Abbiamo la frase: Ho fatto cantare una canzone ai bambini.
Se volessimo invece ottenere un'altra frase il cui significato sarebbe: "ho costretto/forzato mio marito a cantare una canzone ai bambini", come faremmo, usando la struttura "far fare"?
_Ho fatto cantare una canzone ai bambini a mio marito_. - sebbene mi sembri grammaticalmente corretta (o no lo è?), è ambigua e suona malissimo,
 potreste aiutarmi?


----------



## francisgranada

Non mi è del tutto chiara la domanda ... Chi è che deve cantare?

Le mie proposte (?): 
Mio marito l'ho fatto cantare una canzone ai bambini_  (canta il marito e lo ascoltano i bambini)
_Mio marito l'ho fatto far cantare una canzone dai bambini _(cantano i bambini)
_
(la domanda è interessante, aspetto anch'io la risposta dei madrelingua ...)


----------



## VogaVenessian

_A mio marito ho fatto cantare una canzone PER i bambini_.
Così aggiriamo il problema MA - ritengo - il significato non è ambiguo: si tratta di QUEL marito e di QUEI bambini.
_Mio marito*, *l'ho fatto cantare una canzone ai bambini.
_Come dice Francis, con l'aggiunta - direi - di una virgola.
_A mio marito GLI ho fato cantare una canzone ai bambini.
_Accetterei anche questa; non la vedo scorretta grammaticalmente.

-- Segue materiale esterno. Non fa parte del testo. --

PR #1636, opened 2026-05-14
fix: restore skillIds processing in composeDaemonSystemPrompt

### LINKED ISSUE #1635: @-mention skills not injected into system prompt (regression from PR #955)
# @-mention skills not injected into system prompt (regression from PR #955)

## Problem

The @-mention skill composition feature is completely non-functional. When a user selects a skill via the `@` popover in the chat composer:

1. The frontend correctly sends `skillIds` in the `ChatRequest`
2. The daemon receives `skillIds` but **discards them entirely**
3. The skill content is never injected into the system prompt
4. The LLM has no knowledge of the skill's workflow and generates output independently

## Root Cause

PR #955 (`feat: generic skills + split skills/design-templates + finalize-design API`, commit `b5eb8c16`) introduced a refactor of `composeDaemonSystemPrompt` that added `connectedExternalMcp` to the function signature. During the squash merge conflict resolution, the `skillIds` parameter and its ~30 lines of processing logic were accidentally deleted.

**Timeline:**

```
commit 6c23cf7b — "feat: general-purpose skills with @-mention composition"
  ├── Frontend: ChatComposer.tsx sends skillIds ✅
  ├── Contract: ChatRequest.skillIds defined ✅
  └── Backend: server.ts processes skillIds ✅
         ↓
PR #955 squash merge — commit b5eb8c16
  ├── Frontend: preserved ✅
  ├── Contract: preserved ✅
  └── Backend: skillIds removed during conflict resolution ❌
         ↓
Current state
  ├── Frontend: @ → skill → chip → skillIds sent ✅
  ├── Contract: skillIds?: string[] exists ✅
  └── Backend: daemon receives skillIds but discards ❌
```

## Impact

| Layer | Status | Description |
|-------|--------|-------------|
| UI popover | ✅ | `@` shows skill list |
| Chip display | ✅ | Selected skill shows as removable chip |
| Data transmission | ✅ | `skillIds` sent with `ChatRequest` |
| **Backend processing** | **❌** | **Daemon completely ignores `skillIds`** |

All @-mention functionality is broken across all projects and all tabs.

## Steps to Reproduce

Comunque la proposta iniziale_ A mio marito ho fatto cantare una canzone ai bambini_ va benissimo, secondo me, spostando in testa "a mio marito".


----------



## Clerry

Ciao! 
Dalla domanda deduco che fosse il marito ad essere obbligato a cantare,
io direi semplicemente "Ho fatto cantare a mio marito una canzone ai bambini" (così non metto i due complementi di termine vicini e mi pare meno ambigua)
oppure "Ho fatto cantare a mio marito una canzone per i (nostri) bambini"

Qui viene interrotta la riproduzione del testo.